MIC (mg ml−1) | |||||
Microbial species | E1 | E2 | E3 | E4 | E5 |
Staphylococus aureus | 0.156 | NI | 0.625 | NI | 0.313 |
Pseudomonas aeruginosa | NI | NI | 1.250 | NI | 5.000 |
Escherichia coli | NI | NI | NI | NI | 2.500 |
Salmonella enterica | NI | NI | 1.250 | NI | 1.250 |
Bacillus subtilis | NI | 2.500 | 1.250 | 2.500 | 2.500 |
Candida albicans | NI | NI | NI | NI | 2.500 |
Aspergillus niger | NI | NI | NI | NI | NI |
Poor inhibitory activity was detected against Gram− bacteria with most of the plant extracts tested. As was expected from previous studies [36], few naturally occurring compounds are active against Gram− bacteria, our current findings are in line with these results. Indeed, only hexane seed extract and ethyl acetate seed extract exhibited inhibitory activity against the Gram− bacteria with relatively high MIC values ranging between 1.25 and 5 mg ml−1. Most of the plant extracts tested showed better antibacterial than antifungal activities. This supported the observations made by other investigators that plant pathogenic fungi are more resistant to plant extracts than plant pathogenic bacteria [37]. Heisey and Gorham [38] observed that 13 extracts inhibited the growth of bacteria, while only five extracts inhibited fungal growth.
Antimicrobial extracts from H. deserti can be assumed to be useful in warding off infectious diseases and there is, therefore, a compelling reason to suppose that anti-infective agents could be active against human pathogens as was suggested by folkloric and historical accounts [16]. Infections caused by Candida are among the most difficult to treat with conventional antifungal agents. This plant could thus be used as a drug to improve the treatment of candidose or could be used as a food-conserving additive.
Saharan plants are known for their resistance to stress conditions, and therefore, for their high content in natural antioxidants and their therapeutic virtues [39]. Many studies suggested that the antimicrobial activity of herbs is due to the presence of phenolic compounds containing a polar functional group [40].
4 Conclusions
This study clearly demonstrates that different extracts of H. deserti, an endemic plant of the Saharan zone, showed activity against a range of food-related bacterial and fungal species. Therefore, extracts of this shrub have the potential to extend shelf life or improve food safety. The wide variation in levels and activity range, however, also indicates the application of the taxon will strongly depend on the specific bacterial problem to be addressed. Furthermore, the flavour effects of the extracts on foods and the potential interaction of the antimicrobial compounds with components of food matrices should be investigated.
H. deserti is perfectly adapted to a very arid climate. This shrub is not yet appropriately exploited, except as wild dry pastures or in some folk medicine remedies. It showed a wealth of powerful antioxidant and antimicrobial activities and dietetic fatty acids. Its high phenolic content may be explained by the exposition of the plant to extreme conditions of stress.
This study clearly indicated that it is important to consider both the associated antioxidant activity and phenolic content. Indeed, polar extracts containing higher level of phenolics possessed more powerful antioxidant potential. However, ethyl acetate and hexane seed extracts (non polar extracts) showed the largest antimicrobial spectra.
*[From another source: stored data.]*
PR #113, opened 2021-07-06
add test for dvh tab

tdlinh2712:
this PR adds a unit test for DVH tab in OnkoDICOM.

### DIFF
--- a/test/conftest.py
+++ b/test/conftest.py
@@ -1,0 +1,23 @@
+import os
+import sqlite3
+
+import pytest
+
+from src.Model.Configuration import Configuration
+
+
+@pytest.fixture(scope="module", autouse=True)
+def init_config(request):
+    configuration = Configuration('TestConfig.db')
+    db_file_path = os.environ['USER_HIDDEN'] + 'TestConfig.db'
+    configuration.set_db_file_path(db_file_path)
+    connection = sqlite3.connect(db_file_path)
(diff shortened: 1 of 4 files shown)


didymo (approved):

DuyTungHa (changes requested):
The test runs forever in github pipeline. 
I think this is because the test does not account for configuration model. 
Please merge with master and make sure that all tests pass.

sjswerdloff:
> The test runs forever in github pipeline.
> I think this is because the test does not account for configuration model.
> Please merge with master and make sure that all tests pass.

Are you asking for the author to merge master back in to their branch?
Or to merge the PR in to master?
The latter should not happen if the test is failing (including running forever) and there isn't a clear explanation why that isn't relevant.

DuyTungHa:
@sjswerdloff I'm telling the author to pull from master and merge into their branch. This is because when I ran the test on my computer I got an error caused by a newly added feature in onkoDICOM. Probably the test hasn't accounted for this new feature.

tdlinh2712:
> The test runs forever in github pipeline.
> I think this is because the test does not account for configuration model.
> Please merge with master and make sure that all tests pass.

I have moved the init_config fixture outside of different files so that they can be used among files, which helped avoid the configuration issue.

DuyTungHa (approved):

This plant, mainly its seeds, constitutes an excellent source of fat. Indeed, its elevated unsaturated fatty acids and phenolic compound content makes it a potential source of dietary regime and a protection against numerous diseases and infections.
Acknowledgments
We wish to thank the General Management of Forests (Tunisia) and the World Bank, for the financial support of the study (Don TF 051308 – TUN) and financial support of ministère de l’enseignement supérieur, de la recherche scientifique et de la technologie of Tunisia under contrat programme du laboratoire des bioprocédés. We also wish to thank Miss Sabrina Sérac for her review of English on previous versions of the manuscript.